Migranten – Welches Recht gilt?

Migrationsrecht umfasst das Asylrecht und auch das Aufenthaltsrecht. Jeder politisch verfolgte Fremde hat in Deutschland das Recht auf Asyl. Um eine Aufenthaltsgenehmigung nach Aufenthaltsrecht zu bekommen, müssen genau definierte Voraussetzungen erfüllt sein. Kommt man also aus einem sicheren Herkunftsland oder einem anderen EU-Land hat man in Deutschland keinen Anspruch auf Asyl. Bis 2015 wurden Anträge auf Asyl für das BAMF (Bundesamt für Migration und Flüchtlinge) in einem bewältigbaren Umfang gestellt. Durch die dann hereinbrechende Flüchtlingswelle wurden die Kapazitäten des BAMF jedoch überlastet. Durch die so schnell erhöhte Anzahl von Einwanderern wurde es notwendig Maßnahmen zu verabschieden um politisch Verfolgte von wirtschaftlichen Immigranten oder gar Straftätern zu unterscheiden.
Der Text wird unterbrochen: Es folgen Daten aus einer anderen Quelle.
Issue #7829, opened 2025-06-05
Analyze impact of upgrade to asyncpg from aiopg


pcrespov:
Based on the tests reported in https://github.com/ITISFoundation/osparc-simcore/pull/7826, equivalent database queries show a significant performance difference between `asyncpg` and `aiopg`. Specifically, `asyncpg`—the library we aim to use—performs worse than `aiopg` in this scenario.

This issue should explore why this happened since most reports indicate that the new library is actualy better. The conclusions should also suggest some guidelines on how to use `asyncpg`

#### 1. **Connection Management**

* **Pooling Strategy**: Ensure both libraries use comparable connection pooling configurations. For `asyncpg`, utilize `asyncpg.create_pool()`, and for `aiopg`, use `aiopg.create_pool()`.
* **Pool Size**: Set identical `minsize` and `maxsize` parameters to maintain consistency.

#### 2. **Query Execution**

* **Query Complexity**: Benchmark both simple (e.g., `SELECT 1`) and complex queries to assess performance across different workloads.
* **Parameter Binding**: Use parameterized queries to prevent SQL injection and ensure fair comparison.

#### 3. **Data Volume**

* **Result Set Size**: Test with varying result set sizes (e.g., 10, 1000, 10000 rows) to evaluate how each library handles different data volumes.

#### 4. **Concurrency**

* **Concurrent Connections**: Simulate multiple concurrent connections to assess how each library scales under load.
* **Async Context**: Ensure that the event loop is properly managed and that asynchronous contexts are correctly implemented.

#### 5. **Performance Metrics**

* **Latency**: Measure the time taken to execute queries.
* **Throughput**: Assess the number of queries handled per second.
* **Resource Utilization**: Monitor CPU and memory usage during benchmarking.

#### 6. **Environment Consistency**

* **Hardware**: Run benchmarks on the same hardware to eliminate discrepancies.
* **Database Configuration**: Ensure the PostgreSQL server settings are identical for both tests.

#### 7. **Instrumentation and Monitoring**

* **Logging**: Enable detailed logging to trace query execution paths.
* **Profiling Tools**: Use tools like `cProfile`, `py-spy`, or `async-profiler` to identify bottlenecks.([[varrazzo.com](https://www.varrazzo.com/blog/2020/05/19/a-trip-into-optimisation/?utm_source=chatgpt.com)][1])

---

### 🔍 Tracing and Analysis Tools

[...]

PR #8322, opened 2025-09-05
🎨Maintenance & Performance: Properly setup asyncpg DB engine

sanderegg:
## What do these changes do?
The interface for the creation of the SqlAlchemy DB connection using asyncpg is slightly different from aiopg. Creating the engine have different arguments that have quite an influence on the connections pool:
**asyncpg**
- `pool_size` --> this is the maximum amount of connections that are kept alive (aka _hot_)
- `max_overflow` --> this is the maximum amount of connections over `pool_size` that can be created on the fly on demand and that are discarded right away (aka _slow_)

**aiopg**
- `min_size` --> on start creates this amount of connections
- `max_size` --> pool might go up to that amount of connections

Im Asylpaket I beschloss das Bundeskabinett unter anderem die Art und Weise der Verteilung, Verwaltung und Abschiebung von Flüchtlingen. Es wurden auch weitere Länder (Albanien, Montenegro und Kosovo) als sichere Herkunftsländer eingestuft. Im Frühjahr 2017 wurden zusätzliche Gesetzesänderungen verabschiedet. Laut § 47 Abs. 1b AsylG können die Bundesländer alle Asylsuchenden zu einem bis zu 24 Monate dauernden Aufenthalt in einer Aufnahmeeinrichtung verpflichten, bis über ihren Antrag entschieden wurde. Haben Sie Fragen oder Probleme bei Ihrem Asylverfahren, so wenden Sie sich am besten an einen Anwalt für Migrationsrecht in Nürnberg Mitte.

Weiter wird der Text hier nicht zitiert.